#### [TASK PROMPT]
Find all lines below containing the string "ZSink" and return them.

#### [DATA]
----------------
PR #2447, opened 2019-12-08
Make ZStream#aggregate safe to pull again

vasilmkd:
I am extremely grateful for how many tests we have covering all subtle edge cases of this combinator.

@iravid

### DIFF
--- a/streams/shared/src/main/scala/zio/stream/StreamEffect.scala
+++ b/streams/shared/src/main/scala/zio/stream/StreamEffect.scala
@@ -234,7 +234,7 @@ private[stream] class StreamEffect[-R, +E, +A](val processEffect: ZManaged[R, No
   override def aggregate[R1 <: R, E1 >: E, A1 >: A, B](
     sink: ZSink[R1, E1, A1, A1, B]
   ): ZStream[R1, E1, B] = {
-    import StreamEffect.internal.AggregateState
+    import ZStream.internal.AggregateState
 
     sink match {
       case sink: SinkPure[E1, A1, A1, B] =>
@@ -327,17 +327,6 @@ private[stream] object StreamEffect extends Serializable {
 
   case object End extends Throwable("stream end", null, true, false) {
     override def fillInStackTrace() = this
-  }
-
-  private[StreamEffect] object internal {
-    sealed abstract class AggregateState[+S, +A]
-    object AggregateState {
-      final case class Pull[S](s: S, dirty: Boolean)                      extends AggregateState[S, Nothing]
-      final case class Extract[S, A](s: S, leftovers: Chunk[A])           extends AggregateState[S, A]
-      final case class Drain[S, A](s: S, leftovers: Chunk[A], index: Int) extends AggregateState[S, A]
-      final case class DirtyDone[S](s: S)                                 extends AggregateState[S, Nothing]
-      case object Done                                                    extends AggregateState[Nothing, Nothing]
-    }
   }
 
   def end[A]: A = throw End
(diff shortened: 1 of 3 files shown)


vasilmkd:
I'll fix 2.11 compilation issues but can anyone take a look what the dotty issue is? @adamgfraser

vasilmkd:
@iravid you have written a lot of local classes and path dependent types before, can you please take a look at the compilation issues? I'm running out of ideas.

regiskuckaertz:
What if you remove the `final` modifier?

vasilmkd:
> What if you remove the `final` modifier?

Tried, sadly no. :cry:

regiskuckaertz:
Hmm, another idea would be to hoist the definition at the top of the method, rather than there inside the pattern match 🤔

vasilmkd:
Yes, I thought of that too, but I need the matched sink value's `State` type.

vasilmkd:
Dotty seems to really dislike local definitions. The error had something to do with the significant whitespace syntax, which I thought we had solved before.

Anyways, it's finally ready for review. @iravid

adamgfraser:
@vasilmkd I don't think it is related to the significant whitespace proposal, since we have disabled that. I believe it is related to defining a local type that shadows an abstract type in an enclosing scope (`sealed trait State` in `aggregate` and `type State` in `ZSink`). You should be able to avoid it by just renaming your ADT to something like `AggregateState` and then creating a type alias `type State = AggregateState` as done [here](https://github.com/zio/zio/pull/1928/files#diff-7e76fb4cea322437475668ac73762d6aR729).

vasilmkd:
@adamgfraser Thanks, I'll try that. The thing is, I think `ZStream.scala` compiles correctly without these workarounds.

streams/shared/src/main/scala/zio/stream/StreamEffect.scala
```diff
@@ -232,58 +232,73 @@ private[stream] class StreamEffect[-R, +E, +A](val processEffect: ZManaged[R, No
...
-                      val (newState, newLeftovers) = sink.stepChunkPure(state, leftovers)
-                      leftovers = newLeftovers
-                      go(newState, true)
-                    } else {
-                      val a = thunk()
-                      go(sink.stepPure(state, a), true)
-                    }
+              var state: AggregateState[sink.State, A1] = AggregateState.Pull(sink.initialPure, false)
+
+              @annotation.tailrec
```
regiskuckaertz: 🚀 ✨

streams/shared/src/main/scala/zio/stream/ZStream.scala
```diff
@@ -586,70 +586,92 @@ class ZStream[-R, +E, +A] private[stream] (private[stream] val structure: ZStrea
...
-                              leftoversRef
-                                .update(_ ++ leftovers)
-                                .when(leftovers.nonEmpty)
-                                .as(b)
-                          }
-                    },
+    ZStream
+      .managed(managedSink)
+      .flatMap { sink =>
+        sealed abstract class State
```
----------------
#### [SOLUTION]
     sink: ZSink[R1, E1, A1, A1, B]
@vasilmkd I don't think it is related to the significant whitespace proposal, since we have disabled that. I believe it is related to defining a local type that shadows an abstract type in an enclosing scope (`sealed trait State` in `aggregate` and `type State` in `ZSink`). You should be able to avoid it by just renaming your ADT to something like `AggregateState` and then creating a type alias `type State = AggregateState` as done [here](https://github.com/zio/zio/pull/1928/files#diff-7e76fb4cea322437475668ac73762d6aR729).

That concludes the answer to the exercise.